The 49B model requires high-memory GPUs such as B200 or GB200 class devices. Ensure sufficient VRAM and consider tensor parallelism for production deployments.NoteOpen a new terminal session on your server (outside the container).
Test with multiple sequential requests to observe worker distribution.
console$ for i in {1..5}; do echo "Request $i:" curl -s http://localhost:8000/v1/chat/completions \ -H "Content-Type: application/json" \ -d "{ \"model\": \"nvidia/Llama-3.1-Nemotron-Nano-4B-v1.1\", \"messages\": [{\"role\": \"user\", \"content\": \"Test request $i\"}], \"max_tokens\": 10 }" | jq '.id' sleep 1 done
Each request returns a unique ID, and the logs inside the container show which workers process each request.
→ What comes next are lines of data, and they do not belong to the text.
PR #8763, opened 2025-07-08
Update module/tabix environment.yml

yz533cb:
## PR checklist

Tabix and BGzip binaries are now part of the HTSlib project. And tabix-1.11 in Bioconda doesn't contain anything.
We can keep dependencies: bioconda::htslib=1.21 only (remove the tabix-1.11) to avoid potential errors in setting up local dependencies?

### DIFF
--- a/modules/nf-core/tabix/bgzip/environment.yml
+++ b/modules/nf-core/tabix/bgzip/environment.yml
@@ -6,4 +6,3 @@ channels:
 
 dependencies:
   - bioconda::htslib=1.21
-  - bioconda::tabix=1.11
--- a/modules/nf-core/tabix/bgziptabix/environment.yml
+++ b/modules/nf-core/tabix/bgziptabix/environment.yml
@@ -6,4 +6,3 @@ channels:
 
 dependencies:
   - bioconda::htslib=1.21
-  - bioconda::tabix=1.11
--- a/modules/nf-core/tabix/tabix/environment.yml
+++ b/modules/nf-core/tabix/tabix/environment.yml
@@ -6,4 +6,3 @@ channels:
 
 dependencies:
   - bioconda::htslib=1.21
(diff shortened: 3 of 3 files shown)


mashehu:
How come the snapshots don't need to be updated? Are they not capturing the tabix version?

yz533cb:
> How come the snapshots don't need to be updated? Are they not capturing the tabix version?

Sorry I didn't do local nf-test (thought GitHub CI tests can do the work). 
Today ran a local nf-test on bgzip module and it took ~1 hour.. plan to continue the test tomorrow :)

SPPearce:
> > How come the snapshots don't need to be updated? Are they not capturing the tabix version?
> 
> Sorry I didn't do local nf-test (thought GitHub CI tests can do the work). Today ran a local nf-test on bgzip module and it took ~1 hour.. plan to continue the test tomorrow :)

All the tests are still passing, so the snapshot won't update.
They are capturing the tabix version correctly as far as I can see, it is just it was being claimed from two channels rather than one.

yz533cb:
> > > How come the snapshots don't need to be updated? Are they not capturing the tabix version?
> > 
> > 
> > Sorry I didn't do local nf-test (thought GitHub CI tests can do the work). Today ran a local nf-test on bgzip module and it took ~1 hour.. plan to continue the test tomorrow :)
> 
> All the tests are still passing, so the snapshot won't update. They are capturing the tabix version correctly as far as I can see, it is just it was being claimed from two channels rather than one.

Yes exactly. The test passes and snapshot is not updated.
`bgzip` and `tabix` seem not claimed from the `tabix=1.1` channel previously, because it's empty. So what I did is just removed the unused `tabix=1.1` in the module `environment.yml`.

maxulysse (approved):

Test with concurrent requests to verify load distribution.
console$ for i in {1..10}; do curl -s http://localhost:8000/v1/chat/completions \ -H "Content-Type: application/json" \ -d "{ \"model\": \"nvidia/Llama-3.1-Nemotron-Nano-4B-v1.1\", \"messages\": [{\"role\": \"user\", \"content\": \"Concurrent test $i\"}], \"max_tokens\": 20 }" & done wait echo "All requests completed"
Dynamo's router distributes the requests across the prefill and decode workers.
Conclusion
You have successfully deployed inference workloads using NVIDIA Dynamo with TensorRT-LLM. The aggregated serving configuration provides a simple, single-GPU deployment suitable for low-latency applications, while the disaggregated serving configuration optimizes throughput by separating prefill and decode phases across multiple GPUs. Dynamo's intelligent routing and resource management maximize GPU utilization and token generation efficiency. For more advanced configurations, including KV-aware routing, multimodal support, and Kubernetes deployments, refer to the official NVIDIA Dynamo documentation.